An improbable causal effect of the Arab uprising brings to light the shortcomings of UK universities’ ability to communicate transparently and raise money through alumni giving.
Few people would have thought that the protests in the Middle East would have such a detrimental effect on how universities and higher education institutions in Europe think about where their next round of funding will come from.
But that is what happened earlier this year when Sir Howard Davies resigned as director of the London School of Economics amid revelations of a £1.5 million donation from the Gaddafi International Charity, as well as allegations of plagiarism by the Libyan dictator’s son, Saif Gaddafi.
So, how does a prestigious institution maintain its funding while keeping its reputation intact? There are two solutions to this dilemma. The first, a short-term fix that should be implemented immediately by those institutions who feel concerned, is to communicate more transparently to avoid finding themselves in the middle of a political scandal. The second, a long-term solution, is for institutions to find alternative sources of funding and thus avoid the need to solicit financial contributions from benefactors who can be linked, however remotely, to autocratic regimes and the like.
In the short term then, institutions should consider acting upon any apprehensions they may have about potential scandal-inducing deals and anticipate further potential embarrassment by making public all pledges for large amounts, as well as disclosing any questionable donations made in the past.
In the long term, the reliance on these kinds of gifts should make way for smaller but more frequent donations from alumni. This is the case in the US where top business schools such as Dartmouth’s Tuck School of Business report alumni giving for their MBA programmes at 67 percent, followed by Stanford at 41 percent and Yale at 46 percent.

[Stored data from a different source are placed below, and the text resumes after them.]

PR #302, opened 2019-09-27
Re-export `spnego` feature from curl-sys

kathampy:


alexcrichton:
Thanks! I think though there's a build failure on CI?

kathampy:
> Thanks! I think though there's a build failure on CI?

I'm not sure how to fix it. Looks like gssapi.h is missing when running `cargo doc`

alexcrichton:
Documentation is built with `--all-features`, which enables `spnego` here which wasn't enabled before. This either needs to disable the feature on that builder or otherwise needs to install the necessary support to build with `spnego` on that builder.

kathampy:
Do I need to modify the Dockerfile to install libgssapi-krb5-2? I haven't worked with builders on GitHub before.

alexcrichton:
Documentation isn't built in a container, so you'll likely just need to `apt-get install` the right package

kathampy:
I don't understand where to do this in the source.

alexcrichton:
You'll probably need to edit `.github/workflows/main.yml` to update the failing builder to run a command to install the required dependencies

kathampy:
GSSAPI should work out of the box on Ubuntu. There's probably something wrong in the `curl-sys` build script for `libcurl`.

This auto-run CI on every commit seems grossly inefficient.

sagebind:
> This auto-run CI on every commit seems grossly inefficient.

How else would you have confidence whether a PR is mergeable or not? It's a very common pattern... 😉

kathampy:
> How else would you have confidence whether a PR is mergeable or not? It's a very common pattern... 😉

It seems to waste a lot of energy installing rust and doing a clean build every single time instead of reusing the previous setup. A clean run can probably be done on demand only when finally required.

kathampy:
Closing this PR as it may be better to use a custom `libcurl` in the path with additional features like `c-ares`.

sagebind:
I believe the correct package to install here is [`libkrb5-dev`](https://packages.ubuntu.com/bionic/libkrb5-dev).

I'm interested in this as well. @kathampy if you don't want to bother with this PR, I can make my own with installing `libkrb5-dev` for CI.

kathampy:
> I'm interested in this as well. @kathampy if you don't want to bother with this PR, I can make my own with installing `libkrb5-dev` for CI.

I'm using a custom `libcurl`, so I won't attempt to modify `curl-rust`.

PR #304, opened 2019-10-01
Enable HAVE_GETPEERNAME when building `curl`

alexcrichton:
Looks like this enables a few optimizations internally, such as reusing
connections! Let's be sure to enable this for our platforms, which
should all have this, so we can get those performance optimizations with
HTTP.

### DIFF
--- a/curl-sys/build.rs
+++ b/curl-sys/build.rs
@@ -187,6 +187,7 @@ fn main() {
         .file("curl/lib/warnless.c")
         .file("curl/lib/wildcard.c")
         .define("HAVE_GETADDRINFO", None)
+        .define("HAVE_GETPEERNAME", None)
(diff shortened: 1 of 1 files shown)


alexcrichton:
For some background on this, I've been debugging why a `curl` upgrade in Cargo recently caused issues where connections to crates.io were not being reused. Turns out [this block](https://github.com/curl/curl/blob/ac830139dadf4abd48232e3eb5ce0c8d06d19dcf/lib/connect.c#L722-L730) wasn't run, never setting `ip_addr_str`, causing [this to always be run](https://github.com/curl/curl/blob/ac830139dadf4abd48232e3eb5ce0c8d06d19dcf/lib/url.c#L1106-L1109).

PR #305, opened 2019-10-03
Fix Curl_now() timer resolution

sagebind:
Configure libcurl to use more accurate means of time measurement for use with various calculations, such as `CURLINFO_TOTAL_TIME`.


alexcrichton:
Oops, thanks!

On the other hand, at Europe’s top business schools, the figures are significantly lower. The alumni giving rate at the London School of Business for example is 14 percent, while at INSEAD and IE the figure is as low as 12 percent.

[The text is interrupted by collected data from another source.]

PR #313, opened 2019-11-13
Re-export spnego feature from curl-sys

### LINKED ISSUE #300: `spnego` feature in `curl` crate
Shouldn't there be a `spnego` feature in the base `curl` crate rather than just in `curl-sys`? I now need to include `curl-sys` with `spnego` in my project.

sagebind:
Fixes #300.


alexcrichton:
👍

Last week it was revealed that the French bank Societe General had received and managed $1.8bn of Libyan Investment Authority money. Since then, there have been international calls for banks to be forced to make public disclosures of assets they hold on behalf of states. The same should be applied to higher education institutions; transparency in funding would ensure that no ill-gotten money is received and at the same time force institutions to kick-start a new dynamic of alumni giving, that in Europe, could eventually equal that of the United States’.